Slides posted to the Aerie website (aeriepharma.com) include an in-depth analysis, including images where applicable, of the Rhopressa QD adverse events noted in the safety data.

Drug Repurposed To Treat Pterygium

At the Israeli Society for Vision and Eye Research conference on March 10, the MedInsight Research Institute and Center for Drug Repurposing at Ariel University presented the latest findings on positive user-reported outcomes of the repurposed drug dipyridamole in treating pterygium and related dry-eye symptoms.

Dipyridamole is a cardiovascular drug, used for the past 55 years for treating angina and preventing stroke. It also has wide applicability for eye disorders, having been researched for various eye ailments over the past four decades, including diabetic retinopathy, ocular hypertension and retinal hemorrhage. In 2014, MedInsight published the first case report of a pterygium patient being successfully treated with dipyridamole eye drops.

In the findings presented at ISVER, researchers analyzed outcomes of dry-eye symptoms reported by patients with pterygium. Using the Ocular Surface Disease Index, the researchers found that there was a maximum reduction in OSDI scores averaging 52.4 percent during the course of treatment for 25 patients. Some patients reported a complete resolution of symptoms. Photographic evidence showed marked antiangiogenic effects and regression of the pterygia.

“These results are very exciting,” said Moshe Rogosnitzky, director of the Center for Drug Repurposing, who discovered this novel treatment. “Until now, the only known treatment for pterygium has been surgical removal, which involves a high recurrence rate. In addition, patients are often given topical steroids to treat their symptoms, but this can result in glaucoma. Now we have a promising potential treatment for this very difficult-to-treat disorder, and it appears to be not only effective, but entails only a small amount of a very safe medicine. This treatment possibility offers very distinct advantages over the existing treatment offered.”

Aaron Frenkel, research coordinator for MedInsight, added that studies are currently being planned at medical centers in Israel, Europe, Turkey and India. “This drug does not yet have commercial sponsorship, so studies are taking longer to initiate since research funds are dependent on donors. We are hopeful that clinical trials will begin later this year,” said Mr.
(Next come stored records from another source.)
PR #900, opened 2024-02-27
CMD: Support exec of http/https urls

osm:
This change extends the `exec` function to support fetching scripts from a remote location via `http` or `https`.

My intention with this addition is to make it easier to share and ensure that everyone on my team is using the same teamplay config.


tcsabina:
Hi!

Could you please provide a description to this PR?

Thanks!

PR #901, opened 2024-03-02
CL_ParseStufftext: Add list of allowed commands to process

osm:
By setting cl_stufftext_allowed_commands, you can now control what commands the server is allowed to execute on the client.


tcsabina:
As discussed heavily in dev-corner, this is not the way to go.
Closing.

PR #905, opened 2024-03-06
Add stufftext whitelist

osm:
By setting `cl_stufftext_allowed_commands`, you can now control what commands the server is allowed to execute on the client.

There is currently one known way to exploit `stuffcmd` to remotely execute code on the client. A POC video is available at: https://www.youtube.com/watch?v=13Oh1960MFs

There is also a convenient function added, called `set_ktx` that sets `cl_stufftext_allowed_commands` to the values required for KTX to work properly. It also adds `tempaliases` to retain almost identical functionality as before.

However, there are two breaking for the user:
1. Demo downloading from the server will not work.
2. Changing the map by typing `dm3` is no longer supported. Instead, users will have to write `votemap dm3`.

In this PR, the default value for `cl_stufftext_allowed_commands` is `""`, effectively turning the whitelist function `off`. We might want to consider setting this to the values defined in `KTX_COMMANDS` so that users are protected from the RCE shown in the video above by default. But at least now, there is a way for users to easily defend themselves by running `set_ktx`.


ciscon:
I was under the impression you were going to go spoike's way and do the whitelisting on actual commands and have that done when they are executed by looking at the cbuf they came from so we don't have a giant list of hardcoded acceptable commands/aliases, I don't see anybody actually using this in its current form which kind of defeats the purpose.

PR #906, opened 2024-03-10
CI: Workaround for build-dep conflicts on macOS.

dsvensson:
Just homebrew noise, nothing related to the actual build.

### DIFF
--- a/.github/workflows/scripts/homebrew.sh
+++ b/.github/workflows/scripts/homebrew.sh
@@ -33,6 +33,15 @@ dependencies=(
     sdl2_mixer
 )
 
+function cleanup_python() {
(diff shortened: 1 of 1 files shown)


.github/workflows/scripts/homebrew.sh
```diff
@@ -52,7 +63,11 @@ function install_arm64() {
 
 function install_intel() {
     export CPU="x86_64"
+    export HOMEBREW_NO_INSTALLED_DEPENDENTS_CHECK="true"
```
dsvensson, line 66: Used in the arm64 case already, avoids wasting time on updating unrelated packages.

tcsabina:
Thanks nano!

PR #907, opened 2024-03-12
BUILD: disable the x11 gamma workaround logic by default in builds as…

ciscon:
… it's no longer needed

### DIFF
--- a/Makefile
+++ b/Makefile
@@ -64,7 +64,7 @@ else
 
     # Resolve all symbols at link time
     ifeq ($(SYS),Linux)
-    	CFLAGS += -DX11_GAMMA_WORKAROUND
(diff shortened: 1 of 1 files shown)


ciscon:
i'd appreciate it if an nvidia+linux person could check it out real quick just to make sure everything still works fine (my builds have been like this since i had my 780ti so i'm sure it's fine, but just to double check).

BLooD-DoG:
nvidia+linux person here, no issues that I can see. Although my normal config always had vid_gamma_workaround 0 anyway so not sure I'm a relevant example

ciscon:
great, i too have had it disabled forever via cvar and just wanted to make sure we weren't missing something when actually disabling the bits of code via the defines.

PR #921, opened 2024-07-26
BUILD: cast client_time to time_t for time call so we don't break on …

ciscon:
…32 bit architectures


qqshka (approved):

VVD:
Same for mvdsv, plz.

ciscon:
this logic doesn't exist in mvdsv afaik, the time used there is already time_t.

VVD:
time_t can be 32bit and can be 64bit - crypt_rcon require same size for this on both ends.

PR #922, opened 2024-07-30
CL_IDRIVE: rename to CL_SOCD and make default

dusty-qw:
This renames the confusing "cl_iDrive" cvar to "cl_socd" which is more in line with what is used elsewhere. I also made "1" the default value and added a couple more options to match the functionality of wooting and razer keyboards.

cl_socd
0: Legacy behavior (no priority)
1: Last Input Priority
2: Absolute Priority: moveleft
3: Absolute Priority: moveright

### DIFF
--- a/help_variables.json
+++ b/help_variables.json
@@ -1714,20 +1714,28 @@
         }
       ]
     },
-    "cl_iDrive": {
-      "default": "0",
-      "desc": "Emulates \"strafe script\". When turned on, you will always change direction instead of stopping when holding opposing movement keys +moveleft and +moveright, or +forward and +back.",
+    "cl_socd": {
+      "default": "1",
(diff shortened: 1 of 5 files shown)


mushis:
currently "idrive" is reported in the f_check as "i"
will it continue to be reported as "i" now that the var is renamed?

dusty-qw:
> currently "idrive" is reported in the f_check as "i" will it continue to be reported as "i" now that the var is renamed?

That has not been changed for now. However, this should probably be revisited soon if the community moves to allow SOCD in tournament rulesets.

marffinn:
like noone was using external apps to have this functionality on, and undetected. But since KB manufacturers implemented this functionality, all of a sudden Ya'll feel a need to reign it down....

PR #923, opened 2024-08-07
Unify all platforms with CMake

dsvensson:
* Same build system as mvdsv and ktx, polished IDE integrations.
* Same build system on all platforms. No more XML diffs for Visual Studio project.
* Generation of Xcode and Visual Studio projects that work with profiler etc.
* Cross-compilation with mingw for i686/x64, including building of all deps.
* Static builds first class on Windows/Linux/macOS, no need to consider what versions are in distros.
* Sandboxed client on macOS, no risk of leaking filesystem content due to exploits.
* A much more capable build system that makes it easier to deal with future improvements.


src/vid.h
```diff
@@ -21,6 +21,7 @@ Foundation, Inc., 59 Temple Place - Suite 330, Boston, MA  02111-1307, USA.
 #ifndef EZQUAKE_VID_HEADER
 #define EZQUAKE_VID_HEADER
 
+#undef strlen
```
dsvensson, line 24: wtf... need to revisit this one o_O

src/vid_sdl2.c
```diff
@@ -1381,6 +1381,8 @@ static void VID_SDL_Init(void)
 		return;
 	}
 
+	SDL_SetHint(SDL_HINT_VIDEO_HIGHDPI_DISABLED, "1");
```
dsvensson, line 1392: Improve commit message, needed to avoid highdpi scaling.

dsvensson:
@tcsabina @qqshka @ciscon This is mostly done by now except for updating CI, old CI still uploading stuff. Maybe some readme stuff left, maybe some bikeshedding here and there, probably some stuff I'm blind to. Read it, try it so we can get it merged. msvc LTO is still champ of performance, but at least possible to use mingw again. Could also merge as is and update CI after merge as this PR will not delete any of the old ways of building.

PR #240, opened 2018-12-20
Query multiple metrics in CLI

talIguaz:


gtopper:
Looks good, just change the docu accordingly :)

PR #246, opened 2018-12-27
Filter when querying unique labelsets

talIguaz:


gshatz:
please add integration test

PR #258, opened 2019-01-02
Use pre-aggregations for groupBy queries.

gtopper:


pkg/pquerier/select.go
```diff
@@ -172,19 +172,44 @@ func (queryCtx *selectQueryContext) queryPartition(partition *partmgr.DBPartitio
...
-			newQuery.preAggregated = aggregationParams.CanAggregate(partition.AggrType())
-			if newQuery.preAggregated || !queryCtx.queryParams.disableClientAggr {
+			newQuery.useServerSideAggregates = aggregationParams.CanAggregate(partition.AggrType())
+			if newQuery.useServerSideAggregates || !queryCtx.queryParams.disableClientAggr {
 				newQuery.aggregationParams = aggregationParams
 			}
 		}
 
-		err = newQuery.getItems(queryCtx, metric, requestAggregatesAndRaw)
+		groupBy := queryCtx.groupBy(partition)
```
talIguaz: i would change the name of the function&variable to something more clear, since `groupBy` by default is the "group by" statement you pass in the select but here it's a bit different meaning

pkg/pquerier/select.go
```diff
@@ -172,19 +172,44 @@ func (queryCtx *selectQueryContext) queryPartition(partition *partmgr.DBPartitio
...
+		err = newQuery.getItems(queryCtx, metric, groupBy, requestAggregatesAndRaw)
 		queries = append(queries, newQuery)
 	}
 
 	return queries, err
 }
 
+func (queryCtx *selectQueryContext) groupBy(partition *partmgr.DBPartition) []string {
```
talIguaz: i'd move this to `partQuery`

pkg/pquerier/select.go
```diff
@@ -408,27 +433,31 @@ type partQuery struct {
...
+	chunkTime               int64
+	useServerSideAggregates bool
+	aggregationParams       *aggregate.AggregationParams
 }
 
-func (query *partQuery) getItems(ctx *selectQueryContext, name string, aggregatesAndChunk bool) error {
+func (query *partQuery) getItems(ctx *selectQueryContext, name string, groupBy []string, aggregatesAndChunk bool) error {
 
 	path := query.partition.GetTablePath()
+	if query.useServerSideAggregates && !aggregatesAndChunk && len(groupBy) > 0 {
```
talIguaz: a bit petty but, i would move the `len(groupBy) > 0` part to be the first condition in the `if` because first of all, this is the real essence of the condition. Plus because we're such a high performance product, and mostly this condition would "fail" the if it should be first 😅

pkg/pquerier/select.go
gtopper: But it needs the `queryParams`.

pkg/pquerier/select.go
gtopper: Better yet - I'll avoid resolving the groupBy labels altogether in that case.

pkg/pquerier/select.go
gtopper: `groupByLabels`?

talIguaz: `parsePreAggregatedLabelGroups` ?
and the variable `preAggregatedLabelGroups`

pkg/pquerier/select.go
talIguaz: yea well the `getItems` gets the selectQueryContext as parameter and seems like this logic should be there.. but idk

PR #267, opened 2019-01-08
Change time column type to time.Time

talIguaz:


pkg/pquerier/frames.go
```diff
@@ -681,14 +681,6 @@ func (c *virtualColumn) StringAt(i int) (string, error) {
...
-		return 0, fmt.Errorf("index %d out of bounds [0:%d]", i, c.size)
-	}
-
-	value, err := c.function(c.dependantColumns, i)
-	if err != nil {
-		return 0, err
-	}
-	return value.(int64), nil
+func (c *virtualColumn) TimeAt(i int) (time.Time, error) {
+	return time.Unix(0, 0), errors.New("aggregated column does not support time type")
```
gtopper: I guess the impl that was there didn't work?

PR #271, opened 2019-01-09
Consider alias name when returning series

talIguaz:


gshatz:
@talIguaz do we have test for the use of alias if exist?

PR #280, opened 2019-01-14
Fix cross series aggregates logic

talIguaz:


pkg/pquerier/collector.go
```diff
@@ -72,16 +74,25 @@ func mainCollector(ctx *selectQueryContext, responseChannel chan *qryResults) {
...
-			} else if res.IsClientAggregates() {
-				aggregateClientAggregates(ctx, res)
+			lsetAttr, _ := res.fields[config.LabelSetAttrName].(string)
+			lset, _ := utils.LabelsFromString(lsetAttr)
+			currentResultHash := lset.Hash()
+
+			// Aggregating cross series aggregates, only supported over raw data.
+			if ctx.isCrossSeriesAggregate {
+				lastTimePerMetric[currentResultHash], lastValuePerMetric[currentResultHash], _ = aggregateClientAggregatesCrossSeries(ctx, res, lastTimePerMetric[currentResultHash], lastValuePerMetric[currentResultHash])
+				// Aggregating over time aggregates
```
gtopper: What's this comment doing here at the end of a block?

pkg/pquerier/collector.go
```diff
@@ -204,3 +215,57 @@ func downsampleRawData(ctx *selectQueryContext, res *qryResults,
 
 	return lastT, lastV, nil
 }
+
+func aggregateClientAggregatesCrossSeries(ctx *selectQueryContext, res *qryResults, previousPartitionLastTime int64, previousPartitionLastValue float64) (int64, float64, error) {
+	ctx.logger.Debug("using Client Aggregates Collector for metric %v", res.name)
+	it := newRawChunkIterator(res, nil).(*rawChunkIterator)
```
gtopper: Pass the logger in? `newRawChunkIterator` should already return a `rawChunkIterator`.

pkg/pquerier/collector.go
talIguaz: it's supposed to be for the `else`, but for some reason this is how go formatted it

pkg/pquerier/collector.go
```diff
@@ -204,3 +215,57 @@ func downsampleRawData(ctx *selectQueryContext, res *qryResults,
...
+
+	for currBucket := previousPartitionEndBucket; currBucket < maxBucketForPartition; currBucket++ {
+		currBucketTime := int64(currBucket)*ctx.queryParams.Step + ctx.queryParams.From
+
+		if it.Seek(currBucketTime) {
+			t, v := it.At()
+			if t == currBucketTime {
+				for _, col := range res.frame.columns {
+					if col.GetColumnSpec().metric == res.name {
+						col.SetDataAt(currBucket, v)
```
gtopper: If we're going to ignore errors, we should use `_ = ` notation to explicitly do so (I'm surprised the linter is ok with this - I think that's not the case in Nuclio).

pkg/pquerier/collector.go
gtopper: So move it inside the else block?

pkg/pquerier/query_integration_test.go
```diff
@@ -1888,6 +1888,430 @@ func (suite *testQuerySuite) toMillis(date string) int64 {
...
+	adapter, err := tsdb.NewV3ioAdapter(suite.v3ioConfig, nil, nil)
+	suite.Require().NoError(err, "failed to create v3io adapter")
+
+	labels1 := utils.LabelsFromStringList("os", "linux")
+	labels2 := utils.LabelsFromStringList("os", "mac")
+	numberOfEvents := 10
+	eventsInterval := 60 * 1000
+	baseTime := tsdbtest.NanosToMillis(time.Now().UnixNano()) - int64(numberOfEvents*eventsInterval)
+
+	fmt.Println("the base time is: ", baseTime)
```
gtopper: ⚡️

pkg/pquerier/query_integration_test.go
```diff
@@ -1888,6 +1888,430 @@ func (suite *testQuerySuite) toMillis(date string) int64 {
...
```
gtopper: ⚡️

pkg/pquerier/query_integration_test.go
```diff
@@ -1888,6 +1888,430 @@ func (suite *testQuerySuite) toMillis(date string) int64 {
...
```
gtopper: ⚡️

pkg/pquerier/collector.go
```diff
@@ -204,3 +215,57 @@ func downsampleRawData(ctx *selectQueryContext, res *qryResults,
...
+				// In case it's the first point in the partition use the last point of the previous partition for the interpolation
+				if prevT == 0 {
+					prevT = previousPartitionLastTime
+					prevV = previousPartitionLastValue
+				}
+
+				for _, col := range res.frame.columns {
+					if col.GetColumnSpec().metric == res.name {
+						interpolatedT, interpolatedV := col.GetInterpolationFunction()(prevT, t, currBucketTime, prevV, v)
+						if interpolatedT != 0 && interpolatedV != 0 {
```
gtopper: Bug 🐛🙈

pkg/pquerier/collector.go
```diff
@@ -110,14 +121,14 @@ func rawCollector(ctx *selectQueryContext, res *qryResults) {
 
 func aggregateClientAggregates(ctx *selectQueryContext, res *qryResults) {
 	ctx.logger.Debug("using Client Aggregates Collector for metric %v", res.name)
-	it := newRawChunkIterator(res, nil)
+	it := newRawChunkIterator(res, ctx.logger.GetChild("rawChunkIterator"))
```
gtopper: This (`GetChild`) is generally done inside the constructor. See [nuclio](https://github.com/nuclio/nuclio/blob/f2ebdd95e95c4a1cb24fcb14e18ea88cd9093eba/pkg/processor/trigger/kinesis/trigger.go#L42) for an example.

pkg/pquerier/collector.go
```diff
@@ -165,7 +176,7 @@ func downsampleRawData(ctx *selectQueryContext, res *qryResults,
 
 	var lastT int64
 	var lastV float64
```
gtopper: Would be nice to move these as well.

pkg/pquerier/interpolate.go
```diff
@@ -56,46 +73,55 @@ func StrToInterpolateType(str string) (InterpolationType, error) {
...
-}
-
-// linear estimator (smooth graph)
-func projectLinear(tprev, tnext, tseek int64, vprev, vnext float64) (int64, float64) {
-	if math.IsNaN(vprev) || math.IsNaN(vnext) {
-		return tseek, math.NaN()
+func validateTolerance(tolerance, tseek, tprev, tnext int64) bool {
+	// If previous point is too far behind for interpolation or the next point is too far ahead then return NaN
+	if (tprev != 0 && tseek-tprev > tolerance) || tnext-tseek > tolerance {
+		return false
```
gtopper: The comment seems to be wrong.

Frenkel.

Patents Issued for Micropulse Laser
Iridex Corp. announced two new patent approvals covering key elements of its MicroPulse technology and improving the delivery of its subthreshold treatment for patients with glaucoma and retinal diseases. The patents relate to the company’s TxCell Scanning Laser Delivery System, which is a platform that allows MicroPulse laser therapy to be planned and delivered in a grid pattern, allowing the procedure to be completed with greater efficiency and confidence than older “singlespot” delivery strategies. Expanding on the core MicroPulse technology, these new patents cover automatic laser delivery with multispot pattern scanning for efficient retinal photocoagulation that is tissue-sparing and enables faster treatment procedures.